Now, I used to snack on these things, thinking ‘it’s only a little chocolate bar. What’s the big deal? It’s hardly going to ruin my diet’.
Other hand. 200g of chicken. Filling. REALLY filling. Good for you, loads of protein. 342 cals.
I just find that scary. How the fuck do they manage to cram zero nutrition and 323 cals into 64 gram chocolate bar? It’s mental!
I just find that scary. How the fuck do they manage to cram zero nutrition and 323 cals into 64 gram chocolate bar? It’s mental![/quote]
What I find amazing is those 100 cal packs of cookies. Absolutely no redeming value but they’re small so people eat several a day thinking that they’re healthy. Or that high caffiene pop that they advertise as a “natural health drink”. Marketing at its finest.
Busy busy busy.
I feel like every thing’s going well with the ol’ diet and working out and what not.
Went to a party last night, had a few drinks. I didn’t feel that guilty about it, as it was only 3 pints. But now I’m thinking, ‘should I feel guilty?’
Is 3 pints once a week going to ruin my get fit regime? More than that, do I really need to drink just because everyone else is?
This I need to think about…
Take that AC Milan! Woooh!
Anyway. I’m feeling great. I played some six a side footy today, followed by some dodgeball. That’s one hell of a game!
Anyway. Today I had a bit of a bad food day, in that I don’t think I ate enough. Whoops.
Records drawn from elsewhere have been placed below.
PR #2006, opened 2026-09-08
feat(list): "select all" row in kbq-list-selection (#DS-4036)

lskramarov:
## Summary

`kbq-list-selection` had only the keyboard half of "select all": `Ctrl`/`Cmd` + `A`, `selectAllToggle`, `onSelectAll` and the shared `toggleSelectAll` / `getSelectAllState` helpers from `@koobiq/components/core`. There was no visible master checkbox, no `indeterminate` state, and `getSelectAllState` went unused.

This adds the row, bringing the list to parity with `kbq-select` and `kbq-tree-selection`. Both entry points — the row's click and the shortcut — funnel through a single `toggleSelectAll()`, so the checkbox and the keyboard can never disagree.

The attribute is written `selectAll`, exactly as on the two sibling components. The class member behind it is `selectAllEnabled` with `alias: 'selectAll'`, because `selectAll()` is already an existing public method; this keeps the template API identical across the family with no breaking change and no migration schematic. There is precedent for the alias in `KbqAccordion.valueInput`.

## List of notable changes:

- **added** the `selectAll` attribute to `kbq-list-selection`, rendering a tri-state master checkbox above the options. The label comes from the existing `select.selectAll` locale key, making the list a third reader of that section (JSDoc in `core/locales/{select,types}.ts` updated accordingly — no new strings, all five locales already carry it).
- **added** an internal `selectAllRow` marker input on `KbqListOption`, mirroring `KbqTreeOption`. The row is a real option, so it inherits the styling, focus handling and theming for free — no new SCSS is needed, matching `kbq-select__select-all` and `kbq-tree-option_select-all`.
- **added** `navigableOptions`, a separate query the key manager runs on with the row at its head. The public `options` content query stays free of synthetic entries, so `getSelectedOptionValues`, the drop-indicator geometry and every consumer tally keep meaning "the options the consumer projected".
- **added** `allOptionsSelected`, `selectAllState` and `toggleSelectAll()` to the public API, plus a `refreshSelectAllState()` hook (`@docs-private`) the options use to keep the row in step.
- **updated** the Ctrl/Cmd + A handler to delegate to `toggleSelectAll()`, removing the second, divergent copy of the batch logic.
- **added** a `list-select-all` docs example, an `E2eListSelectAllStates` scenario with new `03-{light,dark}.png` baselines, a `selectAll` playground in the dev app, and documentation in both `list.en.md` and `list.ru.md`.
- **fixed**, in passing, two dead `(onSelectAll)` bindings in the dev app that sat on single-selection lists where the shortcut never fires.

### Combinations the row is deliberately refused in

Keyboard and single selection, `horizontal`, an empty list, and inside a `cdk-virtual-scroll-viewport`. Under a virtual scroller the list only ever holds the options currently rendered, so a master checkbox built on them would report "everything selected" after touching a fraction of the data — the same reason `kbq-select` refuses the row under `withVirtualScroll`. That combination also logs a dev-mode warning. Detection uses `contentChild(CdkVirtualForOf)`, matching how `KbqSelect` does it, so it works under SSR and follows a viewport that appears later.

1. **The drag-and-drop interaction.** `KbqListOption` carries `hostDirectives: [CdkDrag]`, and `CdkDrag` registers itself with the enclosing `CdkDropList` from its own constructor. Left alone, the row would become drag item #0 and shift `previousIndex` in every `dropped` event by one, while `currentIndex` — derived from `options` — would not move. The row is therefore unregistered via the public `CdkDropList.removeItem()` and its `CdkDrag` explicitly disabled in `ngOnInit`; the constructor cannot do it, because a signal input still holds its default there. There is a regression test asserting the row stays out of `getSortedItems()`.

2. **The index-space migration.** The key manager now reports positions in `navigableOptions`, so `toggleFocusedOption`, `selectActiveOptions`, `listenToOptionsFocus`, `removeOptionFromList`, `isValidIndex`, `copyActiveOption` and `followMovedOption` were moved to that space. `updateTabIndex` and `focus` deliberately stayed on `options` — the row only renders when options exist, so the counts are always zero together, and `navigableOptions` is rebuilt a pass later. This is the part most worth a careful read; `kbq-select` solved the same problem the same way.

3. **`selectionChange` stays silent for a batch.** The event carries a single option and has no shape a batch could take, so a batch is reported through `onSelectAll` plus one value report to the form control — the contract Ctrl/Cmd + A has always had. Flagging in case the team wants `KbqListSelectionChange` to grow an `options` array later.

4. **Change-detection coupling.** `markForCheck()` from an option only marks its ancestors for traversal, not for re-evaluating their own bindings, so the row would paint a stale checkbox. The list marks itself on both routes that can change the batch state — the selection model and an option's `disabled`.

### Known gap, not addressed here

`toggleSelectAll` does not consult `canDeselectLast()`, so with `noUnselectLast` two activations can empty the selection. The same hole exists in `KbqTreeSelection.selectAllOptions`, so it is a family-wide gap rather than a regression — but this change makes it reachable with one click. Closing it needs a decision on which option survives a batch deselect, which felt out of scope here.

### Follow-up worth considering

The select-all block now exists in three near-identical copies (`select`, `tree-selection`, `list`): `selectAllState`, `allOptionsSelected`, `selectAllAdapter`, the template row and the "prepend the row to the key manager's list" mechanism. Rule of three is met; extracting the shared piece into `core/selection` would be a good separate PR across the three components.

## Verification

- 200 unit tests for the list (34 new), 5028 across all components
- 40 Playwright tests in Docker, baselines regenerated via `e2e:docker:update-snapshots`
- `check-api` + `approve-api components/list`; the `any` ratchet moved 7 → 9, which is exactly the two `InputSignalWithTransform<boolean, unknown>` signatures that `booleanAttribute` inputs always emit
- `eslint`, `stylelint`, `prettier`, `cspell`, `check-e2e-types`, and AOT builds of `components` and `dev-e2e`


rmnturov:
Такие тонны описания в доках — это перебор. Или прям все нужно? (у меня сильный скепсис)
Я пошел сокращать

lskramarov:
> Такие тонны описания в доках — это перебор. Или прям все нужно? (у меня сильный скепсис) Я пошел сокращать

@rmnturov хз, сейчас вроде бы это единственное место где описано поведение по "Выбрать все" со всеми нюансами.

Мне кажется сокращать нужно с самого примера, не понятно зачем там поиск, а он очень сильно раздувает пример и вызывает вопросики по поведению.

rmnturov:
> > Такие тонны описания в доках — это перебор. Или прям все нужно? (у меня сильный скепсис) Я пошел сокращать
> 
> @rmnturov хз, сейчас вроде бы это единственное место где описано поведение по "Выбрать все" со всеми нюансами.
> 
> Мне кажется сокращать нужно с самого примера, не понятно зачем там поиск, а он очень сильно раздувает пример и вызывает вопросики по поведению.

поиск иллюстрирует работу мастер-чекбокса при фильтрации

packages/components/list/list.ru.md
```diff
@@ -62,6 +62,59 @@
...
+отмеченный, когда выбраны все. Нажатие в промежуточном состоянии выбирает оставшиеся опции, а не снимает
+выделение. Подпись берётся из локали (`select.selectAll`).
+
+Отключённые опции игнорируются: их не выбирают и не снимают, и состояние чекбокса отражает только те опции,
+которые пользователь действительно может переключить. Вся пачка один раз отдаёт новое значение в форму и
+сообщает о себе событием `onSelectAll` с опциями, на которые смогла подействовать. `selectionChange` на пачку
+не приходит: событие несёт одну опцию, и у пачки нет подходящей для него формы — тот же контракт, что был у
+`Ctrl`/`Cmd` + `A` с самого начала.
+
+Строка участвует в клавиатурной навигации как первый элемент списка: до неё доводит `Home` или стрелка вверх,
```
NikGurev: Если выбрать все и потом зайти клавиатурной навигацией в список, то выберется второй элемент, а не строка "Выбрать все"

packages/components/list/list.ru.md
```diff
@@ -62,6 +62,59 @@
...
+`Space` и `Enter` переключают её, а переход в список по `Tab`, когда ничего не выбрано, приводит на неё, а не
+на первую опцию. Это команда, а не значение, поэтому она не участвует в том, что действует на значения: набор
+букв её пропускает, `Ctrl`/`Cmd` + `C` с неё ничего не копирует, и на ней нельзя закрепить `Shift`-диапазон.
+В перетаскиваемом списке она отображается, но не поднимается за курсором.
+
+Не поддерживается вместе с `multiple="keyboard"`, одиночным выбором, `horizontal`, пустым списком и
+`cdk-virtual-scroll-viewport` — во всех этих случаях строка не отображается. Под виртуальным скроллом список
```
NikGurev: по-хорошему бы потом продумать или дать пример, как выстраивать "выбрать все" с virtual scroll
Отдельной задачей

lskramarov: не факт что это нужно... в list виртуальный скролл полностью под контролем разработчика (в отличии от селекта или дерева) и в случае реализации выбрать все просто делается кнопка со своей логикой

packages/components/list/list.ru.md
lskramarov: Наблюдение верное, но само поведение менять не стал: правило входа общее для семейства. `kbq-list-selection`, `kbq-tree-selection` и `kbq-select` при входе ставят фокус на первую выбранную опцию и только при пустом выборе — на первый элемент навигации, которым и оказывается строка «Выбрать все». Так же устроен паттерн listbox в ARIA APG, а строка объявлена как `role="option"` с трёхпозиционным `aria-checked`, то есть для скринридера она действительно первая опция листбокса. Поменять это в одном списке значило бы разойтись с деревом и селектом.

Сломана была формулировка. Оговорка «когда ничего не выбрано» стояла двадцатым словом фразы, которая начиналась безусловным «участвует в клавиатурной навигации как первый элемент списка». И само правило входа не описано нигде: в разделе «Клавиатура» есть `Home`, `End`, `PageUp`, стрелки и набор букв, но не точка входа, поэтому единственное упоминание жило в абзаце про `selectAll` и читалось как свойство строки.

Поправил в 288b91def: правило входа теперь описано один раз в «Клавиатуре», а в абзаце про строку случай назван прямо — «после „выбрать всё“ вход в список приводит на первую опцию, а не на строку». Обе точки входа закрыл тестами; проверил мутацией, что каждый падает от поломки своей ветки `focus()`.

_Generated with Claude Code_

NikGurev (approved):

1- Porridge with Raspberries
2- Scrambled egg
3- Mixed nuts and raisins
4- Beef with a red pepper and a red onion
5- Chicken with a green leaf salad
6- Greek yogurt with summer fruits
I’ll probably have some Cottage Cheese as well actually. Actually, that’s prob enough grub, what am I worrying about?
Weights and shit tomorrow. I’ll post up what I do. Maybe you could have a look? Up to you.
haha what on earth is greek yogurt? im greek and i dont know
lol its probably just yogurt there
I brought some the other day, its just natural yogurt, but seems to have a fairly high amount of fat content(20g per 100g server), mainly saturated which is probably from the whole milk. Taste ok though.